Segment Open
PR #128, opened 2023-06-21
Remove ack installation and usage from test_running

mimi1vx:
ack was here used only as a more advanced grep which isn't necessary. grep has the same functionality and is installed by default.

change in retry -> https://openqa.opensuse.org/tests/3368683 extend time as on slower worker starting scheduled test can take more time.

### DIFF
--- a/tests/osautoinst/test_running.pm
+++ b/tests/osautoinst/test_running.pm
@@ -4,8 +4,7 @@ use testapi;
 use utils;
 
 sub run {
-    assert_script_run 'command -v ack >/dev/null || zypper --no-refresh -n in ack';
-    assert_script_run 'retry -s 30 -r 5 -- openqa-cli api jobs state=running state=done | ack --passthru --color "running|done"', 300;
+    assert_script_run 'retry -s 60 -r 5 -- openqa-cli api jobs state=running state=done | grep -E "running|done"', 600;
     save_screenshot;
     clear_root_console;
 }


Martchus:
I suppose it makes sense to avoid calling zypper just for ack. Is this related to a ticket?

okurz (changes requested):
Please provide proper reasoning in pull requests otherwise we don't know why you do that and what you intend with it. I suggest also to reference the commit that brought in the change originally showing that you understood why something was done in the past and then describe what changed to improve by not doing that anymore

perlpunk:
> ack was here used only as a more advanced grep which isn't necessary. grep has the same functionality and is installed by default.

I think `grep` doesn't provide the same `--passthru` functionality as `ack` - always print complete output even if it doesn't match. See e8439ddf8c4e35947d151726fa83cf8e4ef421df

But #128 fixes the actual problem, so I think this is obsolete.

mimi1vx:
Segment Closed
Segment Open
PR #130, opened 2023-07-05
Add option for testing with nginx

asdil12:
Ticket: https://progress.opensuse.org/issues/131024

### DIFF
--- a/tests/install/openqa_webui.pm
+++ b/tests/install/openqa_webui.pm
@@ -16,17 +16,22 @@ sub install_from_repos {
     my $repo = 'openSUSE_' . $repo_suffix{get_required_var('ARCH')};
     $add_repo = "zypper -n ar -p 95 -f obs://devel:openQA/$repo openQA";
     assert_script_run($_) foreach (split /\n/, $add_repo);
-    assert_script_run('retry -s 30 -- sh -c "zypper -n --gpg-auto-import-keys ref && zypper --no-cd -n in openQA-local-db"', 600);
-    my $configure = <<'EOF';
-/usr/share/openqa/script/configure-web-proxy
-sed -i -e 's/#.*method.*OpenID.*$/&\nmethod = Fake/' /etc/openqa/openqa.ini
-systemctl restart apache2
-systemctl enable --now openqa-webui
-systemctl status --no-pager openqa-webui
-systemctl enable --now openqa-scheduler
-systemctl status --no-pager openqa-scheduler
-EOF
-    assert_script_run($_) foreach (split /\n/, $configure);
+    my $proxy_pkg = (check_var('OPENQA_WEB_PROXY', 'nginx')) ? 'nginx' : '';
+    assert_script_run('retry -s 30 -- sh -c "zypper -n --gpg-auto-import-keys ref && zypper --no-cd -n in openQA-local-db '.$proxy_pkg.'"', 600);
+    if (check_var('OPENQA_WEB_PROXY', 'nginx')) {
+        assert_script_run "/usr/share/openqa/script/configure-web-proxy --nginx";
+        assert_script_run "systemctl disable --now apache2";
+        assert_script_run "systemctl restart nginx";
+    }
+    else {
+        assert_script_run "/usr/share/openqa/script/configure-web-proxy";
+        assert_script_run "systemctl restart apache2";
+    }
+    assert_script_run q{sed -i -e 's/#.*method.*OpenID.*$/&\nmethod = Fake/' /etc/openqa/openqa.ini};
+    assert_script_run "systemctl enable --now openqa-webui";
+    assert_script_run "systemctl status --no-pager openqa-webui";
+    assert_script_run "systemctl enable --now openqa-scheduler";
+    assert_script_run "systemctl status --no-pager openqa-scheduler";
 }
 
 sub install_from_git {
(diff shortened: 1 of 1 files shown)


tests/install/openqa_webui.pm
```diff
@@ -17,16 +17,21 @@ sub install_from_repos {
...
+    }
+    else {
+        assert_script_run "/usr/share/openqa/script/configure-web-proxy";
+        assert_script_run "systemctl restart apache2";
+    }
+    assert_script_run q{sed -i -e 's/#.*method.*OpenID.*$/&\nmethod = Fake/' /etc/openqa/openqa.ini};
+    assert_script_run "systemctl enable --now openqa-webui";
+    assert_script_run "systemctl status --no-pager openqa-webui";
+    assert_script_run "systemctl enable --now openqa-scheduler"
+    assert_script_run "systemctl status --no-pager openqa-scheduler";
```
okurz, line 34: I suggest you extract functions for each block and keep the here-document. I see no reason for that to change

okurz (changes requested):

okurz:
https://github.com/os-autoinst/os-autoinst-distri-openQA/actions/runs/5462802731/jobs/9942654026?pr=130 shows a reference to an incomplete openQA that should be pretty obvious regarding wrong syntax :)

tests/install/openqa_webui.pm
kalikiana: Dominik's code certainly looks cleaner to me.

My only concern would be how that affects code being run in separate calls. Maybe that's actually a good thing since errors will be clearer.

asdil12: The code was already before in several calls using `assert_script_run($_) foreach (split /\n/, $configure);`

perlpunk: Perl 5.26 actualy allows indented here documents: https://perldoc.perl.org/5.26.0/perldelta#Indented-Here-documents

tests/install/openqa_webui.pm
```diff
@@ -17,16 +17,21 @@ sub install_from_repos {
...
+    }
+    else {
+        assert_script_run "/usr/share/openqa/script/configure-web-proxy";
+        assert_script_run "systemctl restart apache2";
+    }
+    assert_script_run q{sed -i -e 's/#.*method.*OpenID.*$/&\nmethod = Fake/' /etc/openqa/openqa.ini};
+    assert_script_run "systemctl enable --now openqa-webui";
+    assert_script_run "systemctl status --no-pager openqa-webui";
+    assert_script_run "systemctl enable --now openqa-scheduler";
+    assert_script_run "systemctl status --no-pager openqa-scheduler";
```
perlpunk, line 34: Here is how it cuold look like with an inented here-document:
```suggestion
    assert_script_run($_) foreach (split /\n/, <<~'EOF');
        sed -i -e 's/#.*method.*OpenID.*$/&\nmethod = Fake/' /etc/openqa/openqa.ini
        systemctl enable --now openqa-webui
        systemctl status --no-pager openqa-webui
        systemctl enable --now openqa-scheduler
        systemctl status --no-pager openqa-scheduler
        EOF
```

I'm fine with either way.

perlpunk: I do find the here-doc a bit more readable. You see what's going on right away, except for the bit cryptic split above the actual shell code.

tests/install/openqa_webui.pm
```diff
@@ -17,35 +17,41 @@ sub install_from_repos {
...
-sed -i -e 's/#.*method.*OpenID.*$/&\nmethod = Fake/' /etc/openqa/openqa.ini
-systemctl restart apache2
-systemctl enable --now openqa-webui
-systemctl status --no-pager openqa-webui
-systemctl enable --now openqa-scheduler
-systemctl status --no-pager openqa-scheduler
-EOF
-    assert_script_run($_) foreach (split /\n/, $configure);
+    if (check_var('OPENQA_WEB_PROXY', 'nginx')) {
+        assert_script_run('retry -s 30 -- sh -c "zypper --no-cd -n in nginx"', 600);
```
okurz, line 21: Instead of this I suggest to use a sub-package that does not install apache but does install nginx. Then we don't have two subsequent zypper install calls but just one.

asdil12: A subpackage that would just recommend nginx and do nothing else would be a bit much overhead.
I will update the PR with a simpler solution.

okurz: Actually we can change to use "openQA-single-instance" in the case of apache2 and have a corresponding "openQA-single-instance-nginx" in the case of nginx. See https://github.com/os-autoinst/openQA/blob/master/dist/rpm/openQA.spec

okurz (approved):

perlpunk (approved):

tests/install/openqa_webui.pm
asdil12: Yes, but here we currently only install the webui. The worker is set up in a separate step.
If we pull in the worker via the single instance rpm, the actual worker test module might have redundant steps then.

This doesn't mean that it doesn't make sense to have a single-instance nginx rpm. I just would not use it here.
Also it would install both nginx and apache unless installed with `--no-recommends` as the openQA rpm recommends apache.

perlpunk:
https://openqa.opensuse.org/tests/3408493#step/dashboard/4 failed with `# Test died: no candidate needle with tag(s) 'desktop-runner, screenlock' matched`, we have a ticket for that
Segment Closed
Required action => The answer must be every line from the records above that contains the word "default", copied in full.

Exercise solution =>
ack was here used only as a more advanced grep which isn't necessary. grep has the same functionality and is installed by default.
> ack was here used only as a more advanced grep which isn't necessary. grep has the same functionality and is installed by default.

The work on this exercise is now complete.